Rother is a local government district in East Sussex, England. Its council is based in Bexhill-on-Sea. The district is named after the River Rother which flows within its boundaries.

History
The District of Rother was formed on 1 April 1974, under the Local Government Act 1972, by the merger of the Municipal Borough of Bexhill, the Municipal Borough of Rye and Battle Rural District.  It is one of three districts within the county without borough status and is the easternmost one: the other two being Lewes to the west, and Wealden in the centre. The borough of Hastings lies surrounded by Rother.

Governance

Rother District Council is elected every four years, with currently 38 councillors being elected at each election. From 1983 until 2019, the Conservatives have had a majority on the council, apart from between 1991 and the 1999 election when no party had a majority.

Since 2019, the 'Rother Alliance' has controlled the council, formed of a mixture of Independent, Liberal Democrat, Labour and Green Party councillors.

The council is often criticised by its residents.

Premises
The council is based at Bexhill Town Hall on London Road in Bexhill, which was built in 1895 for the Bexhill Urban District Council, which became Bexhill Borough Council in 1902. The building continued to serve as the seat of local government following the reorganisation in 1974 which created Rother District.

Wards 
Bexhill has nine wards: the remaining councillors represent the other 11 wards.

Parishes 
The lowest level of local government is the civil parish: there are 29 within the Rother District which are:

Playden and East Guldeford are merged in the statistical analysis although they are both civil parishes in their own right. Playden has a Parish Council whilst East Guldeford holds a Parish Meeting. Ashburnham and Penhurst are also separate parishes.

Geography
Rother District covers two areas of relief: to the south, a section of the High Weald; and to the north the lower land, named the Rother Levels, across which flow the River Rother, which rises on the Weald and flows easterly towards Rye Bay, and its tributaries. For much of the course of the main river it constitutes the boundary between East Sussex and Kent, and is given the alternative title of the ’’Kent Ditch’’. Tributaries of the river include the Rivers Dudwell, Tillingham and Brede.

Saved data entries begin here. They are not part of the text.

PR #1929, opened 2018-06-27
WIP: TASK: Show deleted Nodes until they’re really deleted

johannessteu:

PR #2502, opened 2019-05-21
WIP: TASK: Show deleted nodes in trees

danielkestler:
I completely messed up and I am deeply sorry about it. This PR is originally by @johannessteu (#1929) and my intention was just to rebase it on the 2.x branch, as long time nothing happened regarding this topic.

So here it is again, with only minor visual changes and still WIP.

### DIFF
--- a/Classes/Controller/BackendServiceController.php
+++ b/Classes/Controller/BackendServiceController.php
@@ -458,7 +458,7 @@ class BackendServiceController extends ActionController
 
         $flowQuery = new FlowQuery(array_map(
             function ($envelope) {
-                return $this->nodeService->getNodeFromContextPath($envelope['$node']);
+                return $this->nodeService->getNodeFromContextPath($envelope['$node'], null, null, true);
             },
             $createContext['payload']
         ));
@@ -472,13 +472,13 @@ class BackendServiceController extends ActionController
         switch ($finisher['type']) {
             case 'get':
                 $result = $nodeInfoHelper->renderNodes($flowQuery->get(), $this->getControllerContext());
-            break;
+                break;
             case 'getForTree':
                 $result = $nodeInfoHelper->renderNodes($flowQuery->get(), $this->getControllerContext(), true);
-            break;
+                break;
             case 'getForTreeWithParents':
                 $result = $nodeInfoHelper->renderNodesWithParents($flowQuery->get(), $this->getControllerContext());
-            break;
+                break;
         }
 
         return json_encode($result);
--- a/Classes/Fusion/Helper/NodeInfoHelper.php
+++ b/Classes/Fusion/Helper/NodeInfoHelper.php
@@ -119,6 +119,7 @@ class NodeInfoHelper implements ProtectedContextAwareInterface
         $this->userLocaleService->switchToUILocale();
 
         $nodeInfo = $this->getBasicNodeInformation($node);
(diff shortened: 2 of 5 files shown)


mficzel:
@danielkestler We all mess up sometimes. Thanks a lot for pushing this topic. I think this is the biggest current usability problem we have.

danielkestler:
@mficzel Okay, thanks.

I am facing a problem ... The removed nodes get loaded correctly for the tree, but then disappear after a short blink – can anyone guide me to what is happening here? I guess it could have something to do with getAdditionalNodeMetadata?

johannessteu:
If i remember right `make node not disappear directly after removing` is the hard part at all. The merge action needs the nodes  to be inline in the document. As they are removed they are not there and that's why they disappear. We need to adjust the server side to also render meta data of deleted nodes as well. But that had other downsides

danielkestler:
Do you know where the removed nodes are filtered out? Is this happening while PropertyMapping or is there some kind of Doctrine query constraint set for nodes?

johannessteu:
@danielkestler in general it's when the context is created. You can pass some options to the `ContextFactory` like show removed/hidden nodes, workspace etc. I'll try to find the spot and post it here later!

johannessteu:
So, if i remember correct the merge action merges the current tree state with the inline meta data. 

This data is set here via Fusion:
https://github.com/neos/neos-ui/blob/2.x/Resources/Private/Fusion/Prototypes/Page.fusion#L111

wich actually calls the AutmentationAspect here
https://github.com/neos/neos-ui/blob/2.x/Classes/Aspects/AugmentationAspect.php#L262

So it uses the current documentNode / node to render the metadata. And that node already has a specific content context. We _could_ add `removedContentShown` to the default context over here
https://github.com/neos/neos-ui/blob/2.x/Classes/Controller/BackendController.php#L220
But this might have an impact on other things as well. I'm also not sure if this is the right place to do it. Need to dig deeper into that topic again. 

This is btw the interface for the content context options: 
https://github.com/neos/neos-development-collection/blob/master/Neos.ContentRepository/Classes/Domain/Service/ContextFactory.php#L70

danielkestler:
Wow, thank you @johannessteu. Will try it!

danielkestler:
Well, this was not the exact place, but thank you very much for guiding me to the (hopefully) right direction – context was the problem, see my last commit.

danielkestler:
Here you go, now the nodes also remain in the tree directly after removing them. Basically, this is now "feature-complete", but should of course be heavily tested in different and complex scenarios (node dimensions etc.).

danielkestler:
Struggling to get the e2e-tests passing, so if anybody has an idea ... fixed some of them (see above), but strangely cannot get the most obvious ones working.

danielkestler:
Still help needed regarding e2e-tests, otherwise this works great ;-)

mficzel:
@dimaip @markusguenther can you give advice here to get the e2e tests running. This would fix one of the worst ux problems we still have.

dimaip:
@mficzel thanks for the ping! I have a really crazy week, but I'll _try_ to find the time over weekend to help with this.
Or if you have a concrete question about TestCafe I can try to answer.

markusguenther:
Sorry at the moment I am in Denmark for vacation and don’t answer that fast. Just try to code stuff in the evenings 

Did not work out each day ;)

The district reaches the coast in the vicinity of Bexhill, and on the shores of Rye Bay.

Climate
Climate in this area has mild differences between highs and lows, and there is adequate rainfall year round.  The Köppen Climate Classification subtype for this climate is "Cfb" (Marine West Coast Climate/Oceanic climate).

Demographics
Rother has one of the oldest populations (with a median age of 52 years) and the lowest per capita income in the UK.

Transport
There are several main roads crossing the district. The major trunk road is the A21, London to Hastings road; it is joined by the A28 road from Ashford road near Hastings; which in turn is crossed by the A268 Hawkhurst to Rye road. There is also the A259 coastal route

The Hastings Line, East Coastway Line and the Marshlink Line are the three railway lines in the District; The Kent and East Sussex Railway tourist line terminates at Bodiam.

Long-distance footpaths include the Sussex Border Path; and the Saxon Shore Way, which links with the 1066 Country Walk.

Landmarks
Major landmarks include Bodiam and Camber Castles; and Battle Abbey.